Produce a copy of every line in the records that holds the string "function".

[Records from a dataset]
* * * * *

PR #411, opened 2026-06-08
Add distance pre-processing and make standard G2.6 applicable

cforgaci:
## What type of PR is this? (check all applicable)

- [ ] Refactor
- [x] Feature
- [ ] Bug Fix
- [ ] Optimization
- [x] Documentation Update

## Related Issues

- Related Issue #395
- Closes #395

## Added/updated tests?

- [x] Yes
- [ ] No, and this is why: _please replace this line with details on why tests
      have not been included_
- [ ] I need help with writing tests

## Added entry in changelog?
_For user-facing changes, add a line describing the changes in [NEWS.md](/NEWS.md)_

* * * * *

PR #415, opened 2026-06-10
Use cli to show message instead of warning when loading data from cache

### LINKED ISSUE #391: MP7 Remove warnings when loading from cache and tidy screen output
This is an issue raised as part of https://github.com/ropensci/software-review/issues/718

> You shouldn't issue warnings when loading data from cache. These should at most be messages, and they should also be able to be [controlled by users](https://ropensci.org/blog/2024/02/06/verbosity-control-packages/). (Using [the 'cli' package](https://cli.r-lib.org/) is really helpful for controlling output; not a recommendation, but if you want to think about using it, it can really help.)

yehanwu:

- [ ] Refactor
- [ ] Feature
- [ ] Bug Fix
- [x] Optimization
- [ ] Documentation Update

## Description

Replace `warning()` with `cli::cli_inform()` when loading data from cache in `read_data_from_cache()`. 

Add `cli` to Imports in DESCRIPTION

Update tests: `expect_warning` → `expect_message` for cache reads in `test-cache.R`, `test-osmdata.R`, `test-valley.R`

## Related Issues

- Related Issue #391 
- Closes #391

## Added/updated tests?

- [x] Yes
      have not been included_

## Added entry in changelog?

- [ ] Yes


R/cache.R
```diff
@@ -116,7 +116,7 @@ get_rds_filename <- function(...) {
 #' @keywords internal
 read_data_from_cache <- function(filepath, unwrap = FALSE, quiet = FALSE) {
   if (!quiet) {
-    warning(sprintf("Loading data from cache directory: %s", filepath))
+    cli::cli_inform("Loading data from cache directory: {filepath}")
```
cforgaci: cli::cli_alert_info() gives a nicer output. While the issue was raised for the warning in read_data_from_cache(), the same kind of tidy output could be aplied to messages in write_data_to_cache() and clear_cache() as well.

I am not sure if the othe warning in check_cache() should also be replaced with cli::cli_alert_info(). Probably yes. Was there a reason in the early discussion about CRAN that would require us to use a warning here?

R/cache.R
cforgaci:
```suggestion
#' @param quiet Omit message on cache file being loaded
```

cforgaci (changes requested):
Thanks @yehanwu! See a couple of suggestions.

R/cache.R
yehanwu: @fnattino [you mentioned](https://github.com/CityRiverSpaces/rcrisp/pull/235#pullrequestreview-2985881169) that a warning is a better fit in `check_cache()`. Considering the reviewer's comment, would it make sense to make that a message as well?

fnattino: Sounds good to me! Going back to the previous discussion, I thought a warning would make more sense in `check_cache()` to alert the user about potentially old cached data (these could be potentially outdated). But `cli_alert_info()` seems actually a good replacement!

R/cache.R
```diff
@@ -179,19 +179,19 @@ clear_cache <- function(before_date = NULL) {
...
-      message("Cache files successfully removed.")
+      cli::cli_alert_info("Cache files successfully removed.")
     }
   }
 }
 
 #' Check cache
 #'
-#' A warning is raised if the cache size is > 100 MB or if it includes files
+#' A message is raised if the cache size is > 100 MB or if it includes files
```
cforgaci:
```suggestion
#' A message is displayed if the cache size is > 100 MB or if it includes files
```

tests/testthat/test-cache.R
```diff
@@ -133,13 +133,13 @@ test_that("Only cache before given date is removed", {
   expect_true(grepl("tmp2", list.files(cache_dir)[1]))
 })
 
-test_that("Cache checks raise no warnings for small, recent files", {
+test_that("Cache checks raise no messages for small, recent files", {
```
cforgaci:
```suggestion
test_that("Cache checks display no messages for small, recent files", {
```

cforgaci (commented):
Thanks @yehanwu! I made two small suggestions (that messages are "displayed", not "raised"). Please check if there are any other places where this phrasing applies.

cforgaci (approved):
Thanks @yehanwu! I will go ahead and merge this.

* * * * *

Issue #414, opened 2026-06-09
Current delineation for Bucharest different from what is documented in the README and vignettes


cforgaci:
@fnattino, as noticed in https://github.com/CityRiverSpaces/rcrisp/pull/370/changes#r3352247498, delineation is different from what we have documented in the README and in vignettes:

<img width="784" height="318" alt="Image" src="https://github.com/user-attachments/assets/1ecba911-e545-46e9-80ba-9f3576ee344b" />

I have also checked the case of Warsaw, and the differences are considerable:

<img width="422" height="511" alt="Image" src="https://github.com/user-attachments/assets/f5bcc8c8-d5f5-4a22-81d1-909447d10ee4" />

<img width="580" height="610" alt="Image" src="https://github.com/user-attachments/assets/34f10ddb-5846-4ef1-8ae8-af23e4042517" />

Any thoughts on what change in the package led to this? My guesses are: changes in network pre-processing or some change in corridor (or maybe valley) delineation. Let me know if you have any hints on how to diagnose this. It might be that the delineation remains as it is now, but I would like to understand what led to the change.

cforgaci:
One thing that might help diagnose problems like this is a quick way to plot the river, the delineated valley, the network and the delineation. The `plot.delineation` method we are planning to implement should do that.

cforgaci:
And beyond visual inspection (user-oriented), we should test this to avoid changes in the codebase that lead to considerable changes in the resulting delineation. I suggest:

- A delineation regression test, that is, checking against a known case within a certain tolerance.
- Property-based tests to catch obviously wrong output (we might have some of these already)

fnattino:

* * * * *

▸ Problem solution
@@ -116,7 +116,7 @@ get_rds_filename <- function(...) {
 read_data_from_cache <- function(filepath, unwrap = FALSE, quiet = FALSE) {
@@ -179,19 +179,19 @@ clear_cache <- function(before_date = NULL) {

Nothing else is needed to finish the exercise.